**WHAT IS REQUIRED:** Of all the lines in the entries below, give again exactly those starting at the line containing "can be tracked" and ending at the line containing "LGTM. Thanks @jeromedockes", both ends included, and no others.

**** RECORDS SUPPLIED

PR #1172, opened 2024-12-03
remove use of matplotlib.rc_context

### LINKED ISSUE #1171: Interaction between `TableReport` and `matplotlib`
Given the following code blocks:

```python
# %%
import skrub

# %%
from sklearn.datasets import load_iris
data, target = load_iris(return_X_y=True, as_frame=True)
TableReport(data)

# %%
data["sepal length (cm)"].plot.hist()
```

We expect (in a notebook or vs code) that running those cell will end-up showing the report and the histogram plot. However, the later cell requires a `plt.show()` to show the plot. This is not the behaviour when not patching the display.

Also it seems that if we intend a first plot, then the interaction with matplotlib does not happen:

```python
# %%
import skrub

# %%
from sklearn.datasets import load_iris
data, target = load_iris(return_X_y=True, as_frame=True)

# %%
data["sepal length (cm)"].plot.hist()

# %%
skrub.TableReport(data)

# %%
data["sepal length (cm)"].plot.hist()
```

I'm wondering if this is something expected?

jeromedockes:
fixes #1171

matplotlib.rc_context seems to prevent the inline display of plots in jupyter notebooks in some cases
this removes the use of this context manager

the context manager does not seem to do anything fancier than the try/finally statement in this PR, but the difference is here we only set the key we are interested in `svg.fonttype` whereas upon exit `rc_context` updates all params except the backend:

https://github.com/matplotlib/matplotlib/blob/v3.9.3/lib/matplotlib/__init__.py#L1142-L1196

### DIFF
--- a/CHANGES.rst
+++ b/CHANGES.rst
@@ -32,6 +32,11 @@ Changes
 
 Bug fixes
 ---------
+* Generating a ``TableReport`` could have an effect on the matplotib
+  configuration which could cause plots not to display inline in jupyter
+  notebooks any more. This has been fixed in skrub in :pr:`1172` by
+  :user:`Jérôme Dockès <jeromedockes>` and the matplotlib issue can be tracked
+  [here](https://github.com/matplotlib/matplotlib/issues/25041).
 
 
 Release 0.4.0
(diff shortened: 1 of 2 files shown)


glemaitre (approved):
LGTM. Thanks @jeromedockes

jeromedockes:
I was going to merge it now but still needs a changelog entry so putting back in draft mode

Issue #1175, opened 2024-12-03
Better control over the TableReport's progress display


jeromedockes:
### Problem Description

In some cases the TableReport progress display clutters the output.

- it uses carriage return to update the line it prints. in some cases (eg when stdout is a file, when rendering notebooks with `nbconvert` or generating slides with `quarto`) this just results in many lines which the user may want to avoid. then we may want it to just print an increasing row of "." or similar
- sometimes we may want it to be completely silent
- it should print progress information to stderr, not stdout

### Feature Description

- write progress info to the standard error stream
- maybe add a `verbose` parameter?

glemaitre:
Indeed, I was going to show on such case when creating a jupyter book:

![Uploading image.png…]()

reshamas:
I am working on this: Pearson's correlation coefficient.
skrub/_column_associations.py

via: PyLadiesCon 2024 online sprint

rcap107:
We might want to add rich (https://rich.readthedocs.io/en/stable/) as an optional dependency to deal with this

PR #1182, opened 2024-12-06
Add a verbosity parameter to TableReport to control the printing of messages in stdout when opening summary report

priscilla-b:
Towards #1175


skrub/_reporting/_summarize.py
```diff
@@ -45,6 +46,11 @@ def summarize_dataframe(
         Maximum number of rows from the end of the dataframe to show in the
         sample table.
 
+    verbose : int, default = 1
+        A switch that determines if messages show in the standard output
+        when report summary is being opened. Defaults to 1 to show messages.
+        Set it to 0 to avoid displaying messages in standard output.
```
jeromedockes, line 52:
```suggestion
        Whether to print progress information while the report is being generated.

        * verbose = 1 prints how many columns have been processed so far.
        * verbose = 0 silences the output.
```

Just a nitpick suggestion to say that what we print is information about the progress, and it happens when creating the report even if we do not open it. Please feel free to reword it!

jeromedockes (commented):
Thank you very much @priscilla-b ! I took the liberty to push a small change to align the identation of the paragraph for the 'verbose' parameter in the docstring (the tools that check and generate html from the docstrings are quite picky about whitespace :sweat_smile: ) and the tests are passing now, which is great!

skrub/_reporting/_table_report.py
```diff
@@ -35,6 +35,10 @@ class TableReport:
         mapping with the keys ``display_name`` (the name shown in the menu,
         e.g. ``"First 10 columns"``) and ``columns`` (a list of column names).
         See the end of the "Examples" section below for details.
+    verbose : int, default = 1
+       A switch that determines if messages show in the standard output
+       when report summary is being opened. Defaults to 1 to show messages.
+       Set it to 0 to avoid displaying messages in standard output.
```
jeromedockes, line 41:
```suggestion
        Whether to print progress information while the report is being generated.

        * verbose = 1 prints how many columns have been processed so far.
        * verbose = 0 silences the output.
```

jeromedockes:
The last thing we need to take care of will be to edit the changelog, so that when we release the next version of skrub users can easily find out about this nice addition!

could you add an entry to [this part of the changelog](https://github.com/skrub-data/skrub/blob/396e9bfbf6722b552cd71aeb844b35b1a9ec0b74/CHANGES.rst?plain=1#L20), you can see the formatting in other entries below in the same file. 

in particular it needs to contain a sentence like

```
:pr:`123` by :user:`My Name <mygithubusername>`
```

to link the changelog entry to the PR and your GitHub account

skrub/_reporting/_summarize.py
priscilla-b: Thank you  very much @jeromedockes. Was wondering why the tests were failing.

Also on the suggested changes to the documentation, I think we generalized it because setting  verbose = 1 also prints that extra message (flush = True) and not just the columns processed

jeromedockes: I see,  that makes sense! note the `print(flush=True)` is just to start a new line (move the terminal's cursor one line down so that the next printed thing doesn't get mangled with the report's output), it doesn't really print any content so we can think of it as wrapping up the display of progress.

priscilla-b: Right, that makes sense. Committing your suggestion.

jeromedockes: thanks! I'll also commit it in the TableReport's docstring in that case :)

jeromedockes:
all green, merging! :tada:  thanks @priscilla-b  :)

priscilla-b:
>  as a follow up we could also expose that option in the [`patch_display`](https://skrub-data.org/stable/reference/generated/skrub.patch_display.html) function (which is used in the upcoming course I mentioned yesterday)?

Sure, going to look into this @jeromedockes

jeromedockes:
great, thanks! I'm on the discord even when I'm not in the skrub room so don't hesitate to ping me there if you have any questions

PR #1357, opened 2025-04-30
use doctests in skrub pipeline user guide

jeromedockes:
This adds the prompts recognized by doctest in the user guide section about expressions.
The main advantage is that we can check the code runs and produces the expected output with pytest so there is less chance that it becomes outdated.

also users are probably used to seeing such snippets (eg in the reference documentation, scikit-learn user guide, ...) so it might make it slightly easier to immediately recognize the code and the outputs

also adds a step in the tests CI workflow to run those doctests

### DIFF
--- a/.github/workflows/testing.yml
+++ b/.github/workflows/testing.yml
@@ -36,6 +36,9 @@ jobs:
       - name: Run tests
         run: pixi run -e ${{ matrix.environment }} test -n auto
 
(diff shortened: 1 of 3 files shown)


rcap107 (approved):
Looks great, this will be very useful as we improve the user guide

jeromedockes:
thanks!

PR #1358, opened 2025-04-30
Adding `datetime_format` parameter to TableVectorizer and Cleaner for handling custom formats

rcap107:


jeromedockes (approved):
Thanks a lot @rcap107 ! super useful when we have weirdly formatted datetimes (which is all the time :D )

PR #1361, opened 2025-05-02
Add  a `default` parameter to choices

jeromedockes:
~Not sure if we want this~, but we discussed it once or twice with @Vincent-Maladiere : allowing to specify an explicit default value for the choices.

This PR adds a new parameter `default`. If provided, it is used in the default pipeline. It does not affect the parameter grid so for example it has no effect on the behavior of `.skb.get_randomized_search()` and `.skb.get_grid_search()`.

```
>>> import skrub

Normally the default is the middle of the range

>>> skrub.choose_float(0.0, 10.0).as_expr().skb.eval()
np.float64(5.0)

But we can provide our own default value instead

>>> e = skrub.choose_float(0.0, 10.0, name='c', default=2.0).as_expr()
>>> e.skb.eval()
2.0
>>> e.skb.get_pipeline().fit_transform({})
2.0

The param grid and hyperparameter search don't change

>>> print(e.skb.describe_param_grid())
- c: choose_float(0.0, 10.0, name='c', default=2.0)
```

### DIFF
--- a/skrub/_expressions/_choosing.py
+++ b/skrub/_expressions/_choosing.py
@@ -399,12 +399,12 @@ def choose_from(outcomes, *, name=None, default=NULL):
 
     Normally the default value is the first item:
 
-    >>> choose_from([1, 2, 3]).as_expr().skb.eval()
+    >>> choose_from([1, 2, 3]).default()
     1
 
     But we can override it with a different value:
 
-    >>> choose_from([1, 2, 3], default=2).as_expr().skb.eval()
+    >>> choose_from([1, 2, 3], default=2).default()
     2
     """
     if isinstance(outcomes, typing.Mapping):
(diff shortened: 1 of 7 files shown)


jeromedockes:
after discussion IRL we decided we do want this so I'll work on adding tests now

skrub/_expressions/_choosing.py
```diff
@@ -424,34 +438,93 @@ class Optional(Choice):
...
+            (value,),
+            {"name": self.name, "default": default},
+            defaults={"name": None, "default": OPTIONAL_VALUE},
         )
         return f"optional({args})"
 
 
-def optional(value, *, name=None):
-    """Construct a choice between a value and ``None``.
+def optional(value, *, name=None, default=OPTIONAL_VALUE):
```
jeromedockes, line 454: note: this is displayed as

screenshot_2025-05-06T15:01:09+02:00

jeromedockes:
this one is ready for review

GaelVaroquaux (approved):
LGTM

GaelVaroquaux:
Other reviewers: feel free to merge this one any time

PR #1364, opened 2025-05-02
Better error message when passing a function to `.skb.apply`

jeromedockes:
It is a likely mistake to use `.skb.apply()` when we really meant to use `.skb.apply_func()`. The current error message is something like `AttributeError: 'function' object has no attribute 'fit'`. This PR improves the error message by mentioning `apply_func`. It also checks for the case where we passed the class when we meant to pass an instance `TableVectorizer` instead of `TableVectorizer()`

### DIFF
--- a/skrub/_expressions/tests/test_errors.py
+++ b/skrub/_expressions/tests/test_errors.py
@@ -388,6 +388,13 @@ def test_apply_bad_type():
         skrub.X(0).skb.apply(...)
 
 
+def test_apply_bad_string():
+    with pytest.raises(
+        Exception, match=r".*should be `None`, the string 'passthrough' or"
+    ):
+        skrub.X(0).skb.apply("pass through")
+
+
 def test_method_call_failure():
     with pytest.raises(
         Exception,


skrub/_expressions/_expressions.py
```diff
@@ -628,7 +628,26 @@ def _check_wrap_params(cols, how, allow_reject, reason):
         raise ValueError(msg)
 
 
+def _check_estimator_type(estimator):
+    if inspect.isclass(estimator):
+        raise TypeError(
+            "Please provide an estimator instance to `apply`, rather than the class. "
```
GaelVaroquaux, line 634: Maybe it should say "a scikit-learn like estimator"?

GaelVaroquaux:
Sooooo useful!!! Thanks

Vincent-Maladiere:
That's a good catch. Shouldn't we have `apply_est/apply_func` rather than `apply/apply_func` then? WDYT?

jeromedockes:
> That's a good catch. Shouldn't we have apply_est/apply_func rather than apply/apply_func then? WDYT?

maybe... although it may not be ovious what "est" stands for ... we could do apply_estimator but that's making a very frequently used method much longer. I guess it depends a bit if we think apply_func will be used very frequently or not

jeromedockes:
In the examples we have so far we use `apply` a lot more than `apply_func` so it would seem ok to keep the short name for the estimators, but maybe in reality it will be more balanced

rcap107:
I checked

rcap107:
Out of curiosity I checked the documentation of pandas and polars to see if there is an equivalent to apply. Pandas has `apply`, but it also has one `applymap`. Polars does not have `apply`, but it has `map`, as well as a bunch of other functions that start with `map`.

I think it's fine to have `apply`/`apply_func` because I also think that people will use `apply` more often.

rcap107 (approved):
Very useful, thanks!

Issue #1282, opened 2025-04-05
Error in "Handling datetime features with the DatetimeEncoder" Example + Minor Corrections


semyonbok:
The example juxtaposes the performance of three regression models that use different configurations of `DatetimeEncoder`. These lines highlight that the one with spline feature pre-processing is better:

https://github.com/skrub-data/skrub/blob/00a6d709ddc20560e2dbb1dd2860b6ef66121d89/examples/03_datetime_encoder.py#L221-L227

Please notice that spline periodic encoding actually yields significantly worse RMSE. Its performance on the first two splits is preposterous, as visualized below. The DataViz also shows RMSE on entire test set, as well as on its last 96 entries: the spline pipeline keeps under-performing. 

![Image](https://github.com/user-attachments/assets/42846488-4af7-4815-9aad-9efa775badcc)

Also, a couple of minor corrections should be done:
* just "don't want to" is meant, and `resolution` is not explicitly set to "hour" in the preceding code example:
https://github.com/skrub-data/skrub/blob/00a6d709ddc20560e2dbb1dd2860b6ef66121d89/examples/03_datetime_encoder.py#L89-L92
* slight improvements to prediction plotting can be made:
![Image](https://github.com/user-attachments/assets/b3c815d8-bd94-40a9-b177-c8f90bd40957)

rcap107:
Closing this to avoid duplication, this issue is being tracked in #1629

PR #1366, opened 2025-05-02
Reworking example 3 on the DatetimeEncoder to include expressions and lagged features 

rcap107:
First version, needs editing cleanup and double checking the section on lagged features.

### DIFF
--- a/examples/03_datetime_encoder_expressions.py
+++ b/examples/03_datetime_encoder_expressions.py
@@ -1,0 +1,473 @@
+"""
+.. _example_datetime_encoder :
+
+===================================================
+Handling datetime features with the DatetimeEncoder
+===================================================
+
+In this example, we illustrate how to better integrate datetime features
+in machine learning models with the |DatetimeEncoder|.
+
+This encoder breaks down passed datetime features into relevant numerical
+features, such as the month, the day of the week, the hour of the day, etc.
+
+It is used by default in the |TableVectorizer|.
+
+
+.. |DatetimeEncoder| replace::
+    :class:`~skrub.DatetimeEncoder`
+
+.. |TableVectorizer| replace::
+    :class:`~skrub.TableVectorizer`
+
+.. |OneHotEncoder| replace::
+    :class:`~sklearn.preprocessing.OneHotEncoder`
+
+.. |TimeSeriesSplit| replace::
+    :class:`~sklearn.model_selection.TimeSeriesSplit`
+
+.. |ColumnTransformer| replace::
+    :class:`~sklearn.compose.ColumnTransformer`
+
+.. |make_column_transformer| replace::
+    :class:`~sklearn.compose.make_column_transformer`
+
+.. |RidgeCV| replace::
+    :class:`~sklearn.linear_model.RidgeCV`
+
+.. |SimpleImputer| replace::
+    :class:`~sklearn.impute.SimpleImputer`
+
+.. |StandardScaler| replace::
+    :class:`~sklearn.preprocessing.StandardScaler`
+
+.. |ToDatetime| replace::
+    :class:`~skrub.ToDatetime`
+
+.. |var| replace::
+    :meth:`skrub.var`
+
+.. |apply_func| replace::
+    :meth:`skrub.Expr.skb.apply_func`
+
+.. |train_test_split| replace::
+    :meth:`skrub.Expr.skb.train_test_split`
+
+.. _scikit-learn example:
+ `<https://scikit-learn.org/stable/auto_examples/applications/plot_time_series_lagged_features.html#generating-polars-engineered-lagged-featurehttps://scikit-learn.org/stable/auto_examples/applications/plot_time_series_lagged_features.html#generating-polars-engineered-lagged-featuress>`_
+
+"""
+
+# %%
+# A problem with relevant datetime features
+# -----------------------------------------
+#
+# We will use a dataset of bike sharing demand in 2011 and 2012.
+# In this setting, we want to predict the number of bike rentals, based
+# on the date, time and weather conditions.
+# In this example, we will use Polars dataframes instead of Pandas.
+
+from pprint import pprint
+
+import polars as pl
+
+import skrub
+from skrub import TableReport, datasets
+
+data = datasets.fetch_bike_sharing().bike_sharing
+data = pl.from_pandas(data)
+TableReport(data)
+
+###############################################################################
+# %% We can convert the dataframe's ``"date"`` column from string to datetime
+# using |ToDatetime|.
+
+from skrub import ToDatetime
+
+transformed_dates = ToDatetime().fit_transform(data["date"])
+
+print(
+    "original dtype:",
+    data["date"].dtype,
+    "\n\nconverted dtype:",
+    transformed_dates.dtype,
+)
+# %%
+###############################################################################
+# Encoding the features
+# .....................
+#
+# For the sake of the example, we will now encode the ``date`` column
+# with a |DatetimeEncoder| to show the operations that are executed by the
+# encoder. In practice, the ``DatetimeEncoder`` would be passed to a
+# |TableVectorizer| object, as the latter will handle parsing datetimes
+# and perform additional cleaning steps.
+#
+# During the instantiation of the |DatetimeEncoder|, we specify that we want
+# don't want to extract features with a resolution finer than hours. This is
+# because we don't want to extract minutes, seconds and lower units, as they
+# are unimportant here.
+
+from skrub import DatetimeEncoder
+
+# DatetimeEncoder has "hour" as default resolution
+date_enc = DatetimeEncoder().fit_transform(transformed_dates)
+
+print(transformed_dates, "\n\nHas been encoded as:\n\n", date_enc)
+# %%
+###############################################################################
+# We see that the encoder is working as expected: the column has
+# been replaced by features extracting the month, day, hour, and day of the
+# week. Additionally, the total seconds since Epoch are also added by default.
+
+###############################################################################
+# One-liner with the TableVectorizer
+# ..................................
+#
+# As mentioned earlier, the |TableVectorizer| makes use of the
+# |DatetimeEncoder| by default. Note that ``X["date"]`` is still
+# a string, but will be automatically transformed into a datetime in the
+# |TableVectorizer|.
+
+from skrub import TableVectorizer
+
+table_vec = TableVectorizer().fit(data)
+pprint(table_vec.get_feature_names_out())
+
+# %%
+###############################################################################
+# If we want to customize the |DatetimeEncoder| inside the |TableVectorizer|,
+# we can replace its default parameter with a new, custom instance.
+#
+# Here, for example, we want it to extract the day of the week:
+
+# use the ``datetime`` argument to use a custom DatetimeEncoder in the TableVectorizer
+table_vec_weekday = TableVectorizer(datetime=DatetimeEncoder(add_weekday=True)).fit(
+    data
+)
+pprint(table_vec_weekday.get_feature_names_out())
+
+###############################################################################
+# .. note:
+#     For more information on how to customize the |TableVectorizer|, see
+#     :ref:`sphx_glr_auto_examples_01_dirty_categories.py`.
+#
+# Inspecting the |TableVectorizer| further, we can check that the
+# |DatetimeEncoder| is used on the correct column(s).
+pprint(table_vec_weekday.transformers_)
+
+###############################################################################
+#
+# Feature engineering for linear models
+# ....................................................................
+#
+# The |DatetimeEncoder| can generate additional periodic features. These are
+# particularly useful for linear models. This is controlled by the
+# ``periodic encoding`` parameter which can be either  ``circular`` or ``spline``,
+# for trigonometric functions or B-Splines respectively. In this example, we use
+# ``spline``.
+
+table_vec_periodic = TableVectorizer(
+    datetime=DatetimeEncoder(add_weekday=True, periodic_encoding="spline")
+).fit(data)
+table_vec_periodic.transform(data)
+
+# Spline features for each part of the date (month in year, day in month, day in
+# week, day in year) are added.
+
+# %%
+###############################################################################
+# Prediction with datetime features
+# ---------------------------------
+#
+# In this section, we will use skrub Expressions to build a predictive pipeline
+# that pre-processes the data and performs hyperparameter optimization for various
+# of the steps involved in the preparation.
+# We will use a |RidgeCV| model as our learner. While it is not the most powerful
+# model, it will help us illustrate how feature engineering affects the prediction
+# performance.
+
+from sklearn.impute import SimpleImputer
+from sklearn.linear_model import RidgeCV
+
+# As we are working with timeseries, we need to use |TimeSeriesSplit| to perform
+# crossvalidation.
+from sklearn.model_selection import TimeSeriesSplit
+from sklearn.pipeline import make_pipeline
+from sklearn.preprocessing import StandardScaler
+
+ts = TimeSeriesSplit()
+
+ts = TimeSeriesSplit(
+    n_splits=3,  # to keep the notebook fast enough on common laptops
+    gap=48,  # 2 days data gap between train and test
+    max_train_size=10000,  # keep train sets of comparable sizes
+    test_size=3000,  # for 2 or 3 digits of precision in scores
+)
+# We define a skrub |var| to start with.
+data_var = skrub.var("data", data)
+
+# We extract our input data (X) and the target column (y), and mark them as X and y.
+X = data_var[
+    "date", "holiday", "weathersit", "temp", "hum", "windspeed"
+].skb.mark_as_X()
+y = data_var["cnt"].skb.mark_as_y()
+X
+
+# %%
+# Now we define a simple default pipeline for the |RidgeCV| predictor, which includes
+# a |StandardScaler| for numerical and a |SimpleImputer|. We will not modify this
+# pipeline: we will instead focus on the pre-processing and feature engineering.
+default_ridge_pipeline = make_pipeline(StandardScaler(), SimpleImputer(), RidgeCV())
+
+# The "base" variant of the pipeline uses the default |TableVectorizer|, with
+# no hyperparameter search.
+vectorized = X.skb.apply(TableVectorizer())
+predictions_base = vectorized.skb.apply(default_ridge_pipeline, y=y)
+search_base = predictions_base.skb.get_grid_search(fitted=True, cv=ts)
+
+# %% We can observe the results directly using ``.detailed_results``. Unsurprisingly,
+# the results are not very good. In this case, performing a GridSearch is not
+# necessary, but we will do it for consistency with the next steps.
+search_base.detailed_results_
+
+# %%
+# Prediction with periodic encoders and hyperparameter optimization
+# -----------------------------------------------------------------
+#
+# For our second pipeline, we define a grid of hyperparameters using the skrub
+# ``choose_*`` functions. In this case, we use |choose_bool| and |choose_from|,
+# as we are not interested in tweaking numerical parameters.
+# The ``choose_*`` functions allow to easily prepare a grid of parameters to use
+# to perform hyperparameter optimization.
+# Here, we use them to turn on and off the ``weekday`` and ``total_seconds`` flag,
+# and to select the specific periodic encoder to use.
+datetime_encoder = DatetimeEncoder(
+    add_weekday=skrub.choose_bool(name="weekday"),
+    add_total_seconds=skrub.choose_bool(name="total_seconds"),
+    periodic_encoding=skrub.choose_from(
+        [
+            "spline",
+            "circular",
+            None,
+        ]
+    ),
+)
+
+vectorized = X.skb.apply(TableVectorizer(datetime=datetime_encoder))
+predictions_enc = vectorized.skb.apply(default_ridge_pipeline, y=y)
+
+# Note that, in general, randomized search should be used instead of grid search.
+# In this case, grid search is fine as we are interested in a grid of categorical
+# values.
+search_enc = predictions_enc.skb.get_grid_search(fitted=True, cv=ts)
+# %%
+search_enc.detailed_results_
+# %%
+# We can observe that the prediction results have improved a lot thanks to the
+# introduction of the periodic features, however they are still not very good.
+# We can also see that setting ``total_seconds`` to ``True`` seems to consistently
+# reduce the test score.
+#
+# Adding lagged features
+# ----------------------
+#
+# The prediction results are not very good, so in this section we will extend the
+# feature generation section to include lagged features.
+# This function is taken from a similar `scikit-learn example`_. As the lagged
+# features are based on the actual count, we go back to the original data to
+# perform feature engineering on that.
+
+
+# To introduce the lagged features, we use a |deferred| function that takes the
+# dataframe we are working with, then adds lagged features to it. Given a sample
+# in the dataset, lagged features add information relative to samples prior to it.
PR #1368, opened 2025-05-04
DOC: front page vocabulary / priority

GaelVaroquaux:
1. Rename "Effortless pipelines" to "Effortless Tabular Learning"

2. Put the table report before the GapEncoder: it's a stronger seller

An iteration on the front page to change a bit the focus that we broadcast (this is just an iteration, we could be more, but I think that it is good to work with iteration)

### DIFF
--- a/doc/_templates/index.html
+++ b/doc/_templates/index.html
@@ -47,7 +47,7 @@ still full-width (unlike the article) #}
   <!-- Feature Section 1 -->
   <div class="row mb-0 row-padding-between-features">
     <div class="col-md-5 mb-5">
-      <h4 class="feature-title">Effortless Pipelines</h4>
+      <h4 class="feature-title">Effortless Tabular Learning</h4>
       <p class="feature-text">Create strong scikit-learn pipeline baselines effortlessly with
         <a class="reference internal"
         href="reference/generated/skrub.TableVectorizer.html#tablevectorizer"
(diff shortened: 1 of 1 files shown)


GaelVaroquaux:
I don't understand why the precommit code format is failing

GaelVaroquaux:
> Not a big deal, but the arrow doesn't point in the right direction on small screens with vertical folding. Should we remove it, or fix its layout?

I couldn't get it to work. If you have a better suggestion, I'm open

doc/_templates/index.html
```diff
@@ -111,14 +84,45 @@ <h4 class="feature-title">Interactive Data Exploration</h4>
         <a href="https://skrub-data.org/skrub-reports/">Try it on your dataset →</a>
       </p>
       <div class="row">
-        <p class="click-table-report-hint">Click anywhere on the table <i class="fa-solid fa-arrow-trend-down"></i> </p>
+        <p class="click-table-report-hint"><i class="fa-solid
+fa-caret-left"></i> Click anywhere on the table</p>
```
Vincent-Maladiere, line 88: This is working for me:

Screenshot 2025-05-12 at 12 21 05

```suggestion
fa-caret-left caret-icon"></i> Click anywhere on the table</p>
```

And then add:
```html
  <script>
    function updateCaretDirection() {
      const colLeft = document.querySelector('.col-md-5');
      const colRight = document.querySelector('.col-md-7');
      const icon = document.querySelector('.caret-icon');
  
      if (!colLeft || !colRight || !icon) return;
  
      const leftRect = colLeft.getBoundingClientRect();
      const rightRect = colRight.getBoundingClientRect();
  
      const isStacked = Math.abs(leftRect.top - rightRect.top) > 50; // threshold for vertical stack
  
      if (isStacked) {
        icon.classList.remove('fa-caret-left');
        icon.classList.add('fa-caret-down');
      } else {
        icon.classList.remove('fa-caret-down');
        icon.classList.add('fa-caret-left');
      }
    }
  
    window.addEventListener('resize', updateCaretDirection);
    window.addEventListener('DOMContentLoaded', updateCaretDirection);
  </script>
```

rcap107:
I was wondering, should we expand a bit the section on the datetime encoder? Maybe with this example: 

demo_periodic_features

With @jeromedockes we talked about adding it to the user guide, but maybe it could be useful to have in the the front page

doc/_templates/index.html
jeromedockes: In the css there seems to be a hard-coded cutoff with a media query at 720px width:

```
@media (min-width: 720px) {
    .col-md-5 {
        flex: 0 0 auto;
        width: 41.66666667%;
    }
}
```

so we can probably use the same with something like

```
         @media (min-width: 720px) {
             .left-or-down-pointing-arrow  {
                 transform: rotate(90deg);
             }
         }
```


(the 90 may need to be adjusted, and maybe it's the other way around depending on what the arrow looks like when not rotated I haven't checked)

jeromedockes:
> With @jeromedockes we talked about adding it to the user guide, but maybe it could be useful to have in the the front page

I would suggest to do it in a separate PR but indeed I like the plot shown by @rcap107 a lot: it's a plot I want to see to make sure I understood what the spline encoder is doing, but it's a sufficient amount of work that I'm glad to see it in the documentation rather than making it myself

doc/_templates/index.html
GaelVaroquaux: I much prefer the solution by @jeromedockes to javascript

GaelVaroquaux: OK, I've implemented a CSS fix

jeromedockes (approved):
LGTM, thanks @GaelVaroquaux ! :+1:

********

**EXPECTED ANSWER:**
+  :user:`Jérôme Dockès <jeromedockes>` and the matplotlib issue can be tracked
+  [here](https://github.com/matplotlib/matplotlib/issues/25041).
 
 
 Release 0.4.0
(diff shortened: 1 of 2 files shown)


glemaitre (approved):
LGTM. Thanks @jeromedockes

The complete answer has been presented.